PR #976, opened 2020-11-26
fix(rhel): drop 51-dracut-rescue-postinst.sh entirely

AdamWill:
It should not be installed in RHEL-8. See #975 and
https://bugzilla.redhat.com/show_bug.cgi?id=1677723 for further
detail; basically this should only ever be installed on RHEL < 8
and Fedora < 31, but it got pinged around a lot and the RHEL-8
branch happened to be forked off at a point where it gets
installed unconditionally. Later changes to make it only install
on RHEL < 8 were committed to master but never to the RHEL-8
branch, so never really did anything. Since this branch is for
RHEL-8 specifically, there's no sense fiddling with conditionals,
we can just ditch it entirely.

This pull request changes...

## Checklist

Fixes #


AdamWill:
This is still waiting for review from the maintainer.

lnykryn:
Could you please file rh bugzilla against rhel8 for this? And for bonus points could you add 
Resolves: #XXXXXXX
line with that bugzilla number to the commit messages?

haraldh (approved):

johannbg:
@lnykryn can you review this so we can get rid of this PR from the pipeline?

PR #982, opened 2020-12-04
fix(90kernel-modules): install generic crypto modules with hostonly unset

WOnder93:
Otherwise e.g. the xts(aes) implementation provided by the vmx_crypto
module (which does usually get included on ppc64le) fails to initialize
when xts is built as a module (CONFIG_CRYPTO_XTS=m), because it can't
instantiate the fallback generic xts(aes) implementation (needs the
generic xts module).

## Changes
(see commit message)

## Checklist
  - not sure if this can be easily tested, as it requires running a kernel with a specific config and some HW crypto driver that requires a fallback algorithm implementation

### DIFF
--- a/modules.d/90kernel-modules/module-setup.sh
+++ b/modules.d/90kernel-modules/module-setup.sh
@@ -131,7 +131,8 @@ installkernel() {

=======

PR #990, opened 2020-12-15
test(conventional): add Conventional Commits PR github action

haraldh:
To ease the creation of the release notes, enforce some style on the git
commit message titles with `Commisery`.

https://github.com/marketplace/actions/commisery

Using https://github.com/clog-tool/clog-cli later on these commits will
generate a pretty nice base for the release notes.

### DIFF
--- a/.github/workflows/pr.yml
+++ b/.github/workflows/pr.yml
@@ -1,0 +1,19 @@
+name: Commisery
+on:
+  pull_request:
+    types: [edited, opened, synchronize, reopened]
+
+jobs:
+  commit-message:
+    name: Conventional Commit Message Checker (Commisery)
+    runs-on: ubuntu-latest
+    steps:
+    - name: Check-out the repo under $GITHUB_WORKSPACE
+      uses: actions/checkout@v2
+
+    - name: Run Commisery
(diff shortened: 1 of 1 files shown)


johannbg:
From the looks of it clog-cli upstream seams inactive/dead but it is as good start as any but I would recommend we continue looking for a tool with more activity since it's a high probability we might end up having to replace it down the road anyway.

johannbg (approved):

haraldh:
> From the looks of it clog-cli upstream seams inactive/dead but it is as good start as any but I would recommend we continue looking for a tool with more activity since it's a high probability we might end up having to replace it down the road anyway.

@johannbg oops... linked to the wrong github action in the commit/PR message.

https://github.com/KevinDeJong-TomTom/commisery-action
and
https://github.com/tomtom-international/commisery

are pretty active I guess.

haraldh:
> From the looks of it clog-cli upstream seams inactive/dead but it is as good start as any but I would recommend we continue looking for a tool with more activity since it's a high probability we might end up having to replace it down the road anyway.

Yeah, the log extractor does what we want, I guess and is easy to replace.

=======

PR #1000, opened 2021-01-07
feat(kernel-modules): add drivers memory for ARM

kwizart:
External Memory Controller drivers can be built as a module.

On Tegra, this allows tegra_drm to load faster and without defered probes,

=======

_Required action_
Begin at the line above that has "PR #982, opened 2020-12-04" and stop after the line that has "instantiate the fallback", copying each line exactly and adding nothing else.

_Exercise solution_
PR #982, opened 2020-12-04
fix(90kernel-modules): install generic crypto modules with hostonly unset

WOnder93:
Otherwise e.g. the xts(aes) implementation provided by the vmx_crypto
module (which does usually get included on ppc64le) fails to initialize
when xts is built as a module (CONFIG_CRYPTO_XTS=m), because it can't
instantiate the fallback generic xts(aes) implementation (needs the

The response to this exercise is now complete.